If a line below contains the word "BuildTasksInitializer", count it; give only the total.

▶ [Dataset entries]
++++++++++++++++++++

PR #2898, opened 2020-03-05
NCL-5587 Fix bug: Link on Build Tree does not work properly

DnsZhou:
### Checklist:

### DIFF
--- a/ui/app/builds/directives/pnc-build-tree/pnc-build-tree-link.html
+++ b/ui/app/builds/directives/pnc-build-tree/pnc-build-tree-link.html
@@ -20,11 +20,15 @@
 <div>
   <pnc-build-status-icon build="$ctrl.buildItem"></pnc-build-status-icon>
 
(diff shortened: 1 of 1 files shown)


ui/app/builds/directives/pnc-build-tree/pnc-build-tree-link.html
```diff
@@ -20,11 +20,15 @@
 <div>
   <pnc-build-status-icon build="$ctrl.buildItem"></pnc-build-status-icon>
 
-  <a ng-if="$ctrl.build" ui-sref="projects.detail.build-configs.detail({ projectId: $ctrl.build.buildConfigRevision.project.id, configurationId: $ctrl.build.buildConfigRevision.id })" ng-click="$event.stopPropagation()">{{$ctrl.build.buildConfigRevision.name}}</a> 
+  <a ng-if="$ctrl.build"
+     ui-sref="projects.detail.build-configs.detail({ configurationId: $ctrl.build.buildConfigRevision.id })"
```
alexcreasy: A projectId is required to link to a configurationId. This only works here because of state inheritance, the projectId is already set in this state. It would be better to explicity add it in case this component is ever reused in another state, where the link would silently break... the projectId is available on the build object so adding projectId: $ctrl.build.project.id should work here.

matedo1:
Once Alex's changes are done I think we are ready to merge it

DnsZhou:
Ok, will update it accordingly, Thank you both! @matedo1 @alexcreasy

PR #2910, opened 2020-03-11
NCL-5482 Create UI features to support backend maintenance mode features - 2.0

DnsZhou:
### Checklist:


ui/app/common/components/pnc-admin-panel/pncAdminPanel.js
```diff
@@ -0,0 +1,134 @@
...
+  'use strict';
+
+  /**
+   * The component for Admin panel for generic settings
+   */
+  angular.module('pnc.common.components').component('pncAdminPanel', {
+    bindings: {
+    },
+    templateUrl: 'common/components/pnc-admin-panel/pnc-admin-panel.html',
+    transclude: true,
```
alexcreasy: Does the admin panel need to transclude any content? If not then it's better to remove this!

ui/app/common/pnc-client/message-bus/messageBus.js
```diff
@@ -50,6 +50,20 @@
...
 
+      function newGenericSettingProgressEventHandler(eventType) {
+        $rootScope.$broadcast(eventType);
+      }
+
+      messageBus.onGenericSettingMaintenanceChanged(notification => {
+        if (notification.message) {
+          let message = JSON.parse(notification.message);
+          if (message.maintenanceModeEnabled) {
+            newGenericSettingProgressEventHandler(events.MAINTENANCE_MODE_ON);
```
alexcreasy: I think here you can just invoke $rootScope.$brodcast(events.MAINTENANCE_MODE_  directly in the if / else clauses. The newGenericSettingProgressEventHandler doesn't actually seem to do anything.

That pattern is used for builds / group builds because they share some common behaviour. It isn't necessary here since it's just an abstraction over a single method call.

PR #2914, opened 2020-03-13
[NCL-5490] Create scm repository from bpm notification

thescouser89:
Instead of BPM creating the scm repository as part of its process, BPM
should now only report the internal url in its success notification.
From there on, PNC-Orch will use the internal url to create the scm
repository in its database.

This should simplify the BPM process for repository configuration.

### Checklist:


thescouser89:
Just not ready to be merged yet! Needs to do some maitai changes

++++++++++++++++++++

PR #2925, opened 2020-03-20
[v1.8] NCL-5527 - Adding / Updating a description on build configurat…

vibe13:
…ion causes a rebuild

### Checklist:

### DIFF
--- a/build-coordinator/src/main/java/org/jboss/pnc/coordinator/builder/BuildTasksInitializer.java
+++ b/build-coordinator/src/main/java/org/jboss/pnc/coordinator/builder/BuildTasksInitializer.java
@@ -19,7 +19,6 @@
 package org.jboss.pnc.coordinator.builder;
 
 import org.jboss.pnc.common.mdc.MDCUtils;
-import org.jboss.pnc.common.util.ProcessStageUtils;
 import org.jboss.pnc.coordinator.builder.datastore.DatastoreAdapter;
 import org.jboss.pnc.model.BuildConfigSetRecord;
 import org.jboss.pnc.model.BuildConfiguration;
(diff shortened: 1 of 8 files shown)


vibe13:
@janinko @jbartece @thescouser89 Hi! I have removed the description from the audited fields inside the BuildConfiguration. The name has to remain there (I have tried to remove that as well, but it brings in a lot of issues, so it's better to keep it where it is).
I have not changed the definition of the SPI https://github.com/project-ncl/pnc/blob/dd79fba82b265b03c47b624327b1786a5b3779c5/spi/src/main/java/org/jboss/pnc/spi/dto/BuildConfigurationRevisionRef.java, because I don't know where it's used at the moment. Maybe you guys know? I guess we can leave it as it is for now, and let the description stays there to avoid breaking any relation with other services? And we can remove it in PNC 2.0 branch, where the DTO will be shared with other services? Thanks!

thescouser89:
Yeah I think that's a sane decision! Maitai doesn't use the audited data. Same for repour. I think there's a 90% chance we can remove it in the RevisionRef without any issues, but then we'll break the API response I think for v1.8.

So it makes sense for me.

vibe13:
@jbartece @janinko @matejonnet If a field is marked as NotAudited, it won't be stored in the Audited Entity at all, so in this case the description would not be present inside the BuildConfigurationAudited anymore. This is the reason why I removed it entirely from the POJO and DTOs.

++++++++++++++++++++

▶ [ANSWER SPACE] 2